A Few Thoughts on the Funding of Aging Research

Yesterday I stumbled onto a press release on the topic of funding from the Ellison Medical Foundation and the American Federation for Aging Research. I am very struck by the tone of the piece:

The Ellison Medical Foundation has awarded AFAR more than $2.8 million to support 45 postdoctoral fellows (both MDs and PhDs at any level of postdoctoral training) over the next three years in the fundamental mechanisms of aging. With this new commitment, the Ellison Medical Foundation/AFAR partnership has increased five-fold the number of researchers it will support.

...

There are so many promising scientists yet we are only able to fund eight percent of the applicants who seek grants. There's a potential to lose a tremendous brain trust of future leaders in aging research. The Ellison Medical Foundation has taken a lead role in helping the next generation of researchers establish careers and an aging society will benefit

...

In the face of this opportunity we currently see declining federal support for scientists. Those just beginning their careers are especially vulnerable as support dries up. Our hope is that this decline is temporary, yet even a temporary reduction in support for scientists just beginning their careers, or those deciding whether to stay in science or build a career elsewhere, could result in the loss of most of a whole generation of scientists.

...

"While AFAR-supported grant programs have traditionally focused on early-career scientists, it is also important to sustain that investment in our scientists at all stages of their careers," said Stephanie Lederman. This generous grant can make all the difference in allowing years of painstaking research to continue."

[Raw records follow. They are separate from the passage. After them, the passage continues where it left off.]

PR #3744, opened 2023-04-16
[ISSUE #3002] flipped the string comparison 

### LINKED ISSUE #3002: [Enhancement] Method makes literal string comparisons passing the literal as an argument [RegistryHandler]
### Search before asking

### Enhancement Request

image
located at:
eventmesh-runtime/src/main/java/org/apache/eventmesh/runtime/admin/handler/RegistryHandler.java line 121,124
analysis and explanation:
This line is in the form of String str = str.equals("someOtherString");
A NullPointerException may occur if the String variable str is null. If instead the code was restructured to String str = "someOtherString".equals(str);that is, call equals() on the string literal, passing the variable as an argument, then this exception could never happen as both equals() check for null.

Adjust the code to String str = "someOtherString".equals(str).

dipankr:
Fixes #3002.

### Motivation
in string comparison the literal was the second arg, getting compared against an object, possibility of NPE

### Modifications
flipped the order of string, using literal to call the .equals

### Documentation

### DIFF
--- a/eventmesh-runtime/src/main/java/org/apache/eventmesh/runtime/admin/handler/RegistryHandler.java
+++ b/eventmesh-runtime/src/main/java/org/apache/eventmesh/runtime/admin/handler/RegistryHandler.java
@@ -83,7 +83,7 @@ public class RegistryHandler extends AbstractHttpHandler {
                 );
                 getRegistryResponseList.add(getRegistryResponse);
             }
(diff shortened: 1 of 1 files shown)


Alonexc (approved):
LGTM

xwm1992 (approved):

PR #3755, opened 2023-04-18
use a primitive boolean expression in GithubProtocol

### LINKED ISSUE #3720: [Enhancement] Use a primitive boolean expression here.
### Search before asking

### Enhancement Request

image
located at:
eventmesh-webhook/eventmesh-webhook-receive/src/main/java/org/apache/eventmesh/webhook/receive/protocol/GithubProtocol.java line 59
analysis and explanation:
When boxed type java.lang.Boolean is used as an expression to determine the control flow it will throw a NullPointerException if the value is null .It is safer to avoid such conversion altogether and handle the null value explicitly.Note, however, that no issues will be raised for Booleans that have already been null-checked.

image

Ceilzcx:
Fixes #3720 

### Motivation

*Explain the content here.*

### Modifications

change to use Boolean.FALSE to avoid NullPointException

### Documentation

- If yes, how is the feature documented? not applicable


Alonexc (approved):

weihubeats (approved):
LGTM

PR #3777, opened 2023-04-20
[ISSUE #3013] Updated ConfigurationHandler.java 

### LINKED ISSUE #3013: [Enhancement] Found reliance on default encoding: String.getBytes() [ConfigurationHandler]
### Search before asking

### Enhancement Request

image
located at:
eventmesh-runtime/src/main/java/org/apache/eventmesh/runtime/admin/handler/ConfigurationHandler.java line 107,108,118,119
analysis and explanation:

e.g.
image

piyush280599:
Fixes #3013


Alonexc:
Missing import:

xwm1992 (approved):

Issue #3015, opened 2023-02-02
[Enhancement] Found reliance on default encoding: String.getBytes() [GrpcClientHandler]


Alonexc:
### Search before asking

- [X] I had searched in the [issues](https://github.com/apache/eventmesh/issues?q=is%3Aissue) and found no similar issues.

### Enhancement Request

![image](https://user-images.githubusercontent.com/91315508/216221020-77071659-fcdd-4786-9207-9dafec91e75a.png)
located at:
eventmesh-runtime/src/main/java/org/apache/eventmesh/runtime/admin/handler/GrpcClientHandler.java line 107,108,162,163,173,174
analysis and explanation:
Found a call to a method which will perform a byte to String (or String to byte) conversion, and will assume that the default platform encoding is suitable. This will cause the application behaviour to vary between platforms.

### Describe the solution you'd like

Use an alternative API and specify a charset name or Charset object explicitly.
e.g.
![image](https://user-images.githubusercontent.com/91315508/216492257-c2803b2d-81fa-4d46-83d0-8d43543939d9.png)
eventmesh-common/src/main/java/org/apache/eventmesh/common/Constants.java

### Are you willing to submit PR?

- [ ] Yes I am willing to submit a PR!

PR #3779, opened 2023-04-20
[ISSUE #3015] Found reliance on default encoding: String.getBytes() [GrpcClientHandler]

piyush280599:


Alonexc:
Missing import:

xwm1992 (approved):

PR #3781, opened 2023-04-20
[ISSUE #3018] Found reliance on default encoding: String.getBytes() [RegistryHandler]

### LINKED ISSUE #3018: [Enhancement] Found reliance on default encoding: String.getBytes() [RegistryHandler]
### Search before asking

### Enhancement Request

image
located at:
eventmesh-runtime/src/main/java/org/apache/eventmesh/runtime/admin/handler/RegistryHandler.java line 90,91,95,96,106,107
analysis and explanation:

e.g.
image

piyush280599:
Fixes #3018


Alonexc:
Missing import:

eventmesh-runtime/src/main/java/org/apache/eventmesh/runtime/admin/handler/RegistryHandler.java
```diff
@@ -24,6 +24,7 @@
 import org.apache.eventmesh.runtime.admin.response.GetRegistryResponse;
 import org.apache.eventmesh.runtime.common.EventHttpHandler;
 import org.apache.eventmesh.runtime.registry.Registry;
+import org.apache.eventmesh.common.Constants;
```
Alonexc, line 27: The location of this import should be here:
image

xwm1992 (approved):

PR #3819, opened 2023-04-25
[ISSUE #3815]DelayRetryable and RetryContext can be refactored.

### LINKED ISSUE #3815: [Enhancement] DelayRetryable and RetryContext can be refactored.
### Search before asking

### Enhancement Request

There are 3 sub packages (.grpc, .http, .tcp) in package runtime.core.protocol. 

1. 3 `RetryContext` in 3 packages have almost the same structure. `DelayRetryable`‘s situation is similar.

2. https://github.com/apache/eventmesh/blob/master/eventmesh-runtime/src/main/java/org/apache/eventmesh/runtime/core/protocol/grpc/retry/RetryContext.java#L30 

This logic in  `RetryContext` constructor does not calculate the num of delays. The same problem as http/`RetryContext`.

3. A field in class has its own default value.

1. 3 `RetryContext` in 3 packages can be extracted and abstracted to 1  `RetryContext`.
Interface `DelayRetryable` in .grpc and .http can be extracted to one. For reusability, the interface `DelayRetryable` in .tcp can be divided into `DelayRetryable` + `RetryContext`.

2. https://github.com/apache/eventmesh/blob/master/eventmesh-runtime/src/main/java/org/apache/eventmesh/runtime/core/protocol/grpc/retry/RetryContext.java#L30 
The num of delays should be considered.

3. Remove unnecessary default value of a member field.

pandaapo:
Fixes #3815.

### Motivation

*See "Enhancement Request" in the [issue](https://github.com/apache/eventmesh/issues/3815#issue-1682617238).*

"Mid-career scientists, with newly acquired tenure, are at a unique career stage. Freed from worry about getting tenure and job stability, they have more intellectual freedom than they have ever had before. We hope to empower them to try riskier research with great potential pay-off, for themselves and for an aging society."

This might as well be language lifted from a mythical government release on the Full Employment Act for Gerontologists. It's all so grey and tired - rescue the scientists, pay the scientists, help the scientists. Note the utter absence of any sort of discussion of goals or results. What are these scientists actually doing? What is the value of it? Where are they going? When will they get there? What does it mean to me?

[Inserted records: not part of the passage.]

PR #3845, opened 2023-04-28
[ISSUE #3823]Math operands should be cast before assignment.

### LINKED ISSUE #3823: [Enhancement] Math operands should be cast before assignment.
### Search before asking

### Enhancement Request

image
located at:
eventmesh-storage-plugin/eventmesh-storage-standalone/src/main/java/org/apache/eventmesh/storage/standalone/admin/StandaloneAdmin.java line 80
analysis and explanation:
When arithmetic is performed on integers, the result will always be an integer. You can assign that result to a long, double, or float with automatic type conversion, but having started as an int or long, the result will likely not be what you expect.
In either case, the result will not be what was expected. Instead, at least one operand should be cast or promoted to the final type before the operation takes place.

image

nikam14:
Fixes #3823 .

### Motivation

code optimisation.

### Modifications

stored the calculated value in variable then passed in to the object .

### Documentation


Alonexc (approved):
LGTM

xwm1992 (approved):

PR #3860, opened 2023-05-02
[ISSUE #3829]Do some code optimization.[CloudEventUtils]

### LINKED ISSUE #3829: [Enhancement] Do some code optimization.[CloudEventUtils]
### Search before asking

### Enhancement Request

image
image
located at:
eventmesh-storage-plugin/eventmesh-storage-rocketmq/src/main/java/org/apache/eventmesh/storage/rocketmq/utils/CloudEventUtils.java line  88,128
analysis and explanation:
a. The underlying implementation of String::replaceAll calls the java.util.regex.Pattern.compile() method each time it is called even if the first argument is not a regular expression. This has a significant performance cost and therefore should be used with care.
When String::replaceAll is used, the first argument should be a real regular expression. If it’s not the case, String::replace does exactly the same thing as String::replaceAll without the performance drawback of the regex.
b. This method prints a stack trace to the console. This is non configurable, and causes an application to look unprofessional.

a.Replace with replace().
image

b. Remove e.printStackTrace().

harshithasudhakar:
Fixes #3829 

### Modifications

Replaced `replaceAll()` with `replace()` at line 88
Removed `e.printStackTrace()` at line 128

### Documentation


mxsm (approved):
LGTM~

Alonexc (approved):

mroccyen (approved):
LGTM

PR #3867, opened 2023-05-04
[ISSUE #3861]Not yet make full use of Polymorphism in Producer and AbstractProducer.

### LINKED ISSUE #3861: [Enhancement] Not yet make full use of Polymorphism in Producer and AbstractProducer.
### Search before asking

### Enhancement Request

* In storage modules of knative, rocketmq, pulsar, kafka, the model of `Producer`'s hierarchy is not unified and confused: 3 `AbstractProducer`s in module knative, rocketmq, pulsar have some similar contents, but some implement `Producer` and some not. Even `AbstractProducer` in kafka is not been designed into `Producer`'s hierarchy.
* `InterruptedException` should never be ignored. Or the import interrupted state of Thread may be ignored unexpected.
* Some logic has been provided by existing util, so no need to code again.
* Smaller `synchronized` scope, lower the thread competitiveness
* In AtomicXxx, `set()` is thread safe and better than CAS when no need to get a return value.

* Unify the model of `Producer`'s hierarchy: Rename 3 `AbstractProducer` in module knative, rocketmq to `KnativeAbstractProducer, RocketmqAbstractProducer`. Add a `AbstractProducer` in api module implements `Producer`. Make `AbstractProducer`s in module knative, kafka, rocketmq, pulsar all extends `AbstractProducer` in api module or its sub abstract class. Remove `AbstractProducer` in module pulsar.
* Catch `InterruptedException` and call `interrupt()` of current Thread.
* Use existing util.
* Minimize `synchronized` scope.
* Use `set` replace CAS where no need get a return value.

pandaapo:
Fixes #3861.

This sort of thing is exactly why there is little public support for or understanding of mainstream aging research. I've long said that basic research is no different from any other human endeavor. It isn't magic, immune to planning - you can set goals, plans and schedules. You can invest in research in exactly the same way as commercial companies invest in research day in and day out. Those who claim that you can't set goals, timelines, explain matters to the public, create excitement and make real fireworks fly in an area of fundamental research are generally much more interested in the steady flow of dollars or their own particular hobby than in actually getting something meaningful accomplished.

The drift of mainstream American science into government dependency has drained it of vigor and accountability to produce real progress. There's a reason why most of the interesting, productive scientists largely work outside that system, in the market or philanthropic ventures.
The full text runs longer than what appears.